The bill strengthens legislative oversight of duplication and potential fiscal waste by giving GAO findings a formal role in drafting and scoring, but it may slow lawmaking and spark disputes over intentionally overlapping programs.
Congressional committees, lawmakers, and taxpayers will receive GAO-identified duplication risks (and can have those findings reflected in CBO cost estimates), improving lawmakers' ability to spot redundant programs and potential fiscal waste before enactment.
Federal staff, CBO, and congressional committees may face slower committee reporting and CBO estimate timelines because coordination with GAO adds steps and waiting for GAO input.
State and local governments and programs could see political disputes or delayed enactment when public GAO duplication findings flag overlaps that are intentionally duplicative for policy reasons.
Based on analysis of 3 sections of legislative text.
Requires GAO to flag and publish when committee-reported bills create new federal programs/offices that duplicate items GAO previously identified, and to share findings with CBO and the reporting committee.

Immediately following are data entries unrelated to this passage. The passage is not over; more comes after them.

PR #222, opened 2026-02-05
ensure all columns have the same number of preemption points

HimanshuChoudhary-Xilinx:
Added support to ensure all columns have the same number of preemption points else it may lead to cert hang as all cert synchronize at preemption points

Changes:
Added preempt opcode counting mechanism to track occurrences per column
Implemented verification logic to compare preempt counts across all columns using column 0 as reference
Added error reporting for mismatched preempt opcode counts between columns

### DIFF
--- a/src/cpp/preprocessor/aie2ps/aie2ps_preprocessor.h
+++ b/src/cpp/preprocessor/aie2ps/aie2ps_preprocessor.h
@@ -87,7 +87,7 @@ public:
 
     // Verify PREEMPT opcode count is equal across all columns in the control code.
     // All controllers must have the same number of preemption points to ensure consistent
-    // in cert as cert synchronize preemption points at runtime and missmatch may lead to hang.
+    // in cert, as cert synchronize preemption points at runtime and mismatch may lead to hang.
     // The count from column 0 is used as the reference for comparison.
     if (parser->has_preempt()) {
       auto [success, expected_count, mismatch_col, mismatch_count] = parser->verify_preempt_count();
@@ -97,8 +97,7 @@ public:
           " preempt opcodes (from col 0), but controller " + std::to_string(mismatch_col) +
           " has " + std::to_string(mismatch_count) + " preempt opcodes\n");
       }
-      log_info() << "Preempt opcode count verification passed: " << expected_count
-                 << " preempt opcodes in each of " << parser->get_preempt_col_count() << " controllers" << std::endl;
+      log_info() << "Ctrlcode has " << expected_count << " preemption points\n";
     }
 
     // Verify .target directive matches the -t command line option
--- a/src/cpp/preprocessor/aie2ps/aie2ps_preprocessor.h
+++ b/src/cpp/preprocessor/aie2ps/aie2ps_preprocessor.h
@@ -85,6 +85,22 @@ public:
 
     parser->parse_lines();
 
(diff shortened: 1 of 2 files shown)


src/cpp/preprocessor/asm/asm_parser.h
```diff
@@ -364,10 +374,62 @@ class asm_parser: public std::enable_shared_from_this<asm_parser>
     std::string save_label = "save_" + std::to_string(index);
     std::string restore_label = "restore_" + std::to_string(index);
     m_preempt_labels[group] = {save_label, restore_label};
+    // Increment preempt count for this group/col
+    if (m_current_col >= 0) {
+      auto it = m_col.find(m_current_col);
+      if (it != m_col.end())
```
sonals: When will `it` be empty?

src/cpp/preprocessor/asm/asm_parser.h
```diff
@@ -364,10 +374,62 @@ class asm_parser: public std::enable_shared_from_this<asm_parser>
...
+  bool has_preempt() const {
+    for (const auto& [col, data] : m_col) {
+      if (data.get_preempt_count() > 0)
+        return true;
+    }
+    return false;
+  }
+
+  // Get the number of columns that contain PREEMPT opcodes
+  size_t get_preempt_col_count() const {
```
sonals: Do we need this function as either _all_ columns have preemt or _no_ columns have preempt?

src/cpp/preprocessor/aie2ps/aie2ps_preprocessor.h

Introduced March 26, 2026 by Timothy Burchett · Last progress March 26, 2026
Requires the Government Accountability Office (GAO) to check, when practicable, whether bills or joint resolutions reported by congressional committees would create new federal programs, offices, or initiatives that duplicate or overlap with items identified in GAO’s prior duplication-and-overlap reports. GAO must identify the potential duplicate, cite the bill language and the earlier GAO report, send the information to the Congressional Budget Office (CBO) and the reporting committee, and publish it online. Permits the CBO Director to attach GAO’s findings as a supplement to CBO cost estimates (subject to timing rules). The measure takes effect on the earlier of 60 days after the Office of Management and Budget next updates certain website information or the first day of the Congress that begins after one year from enactment.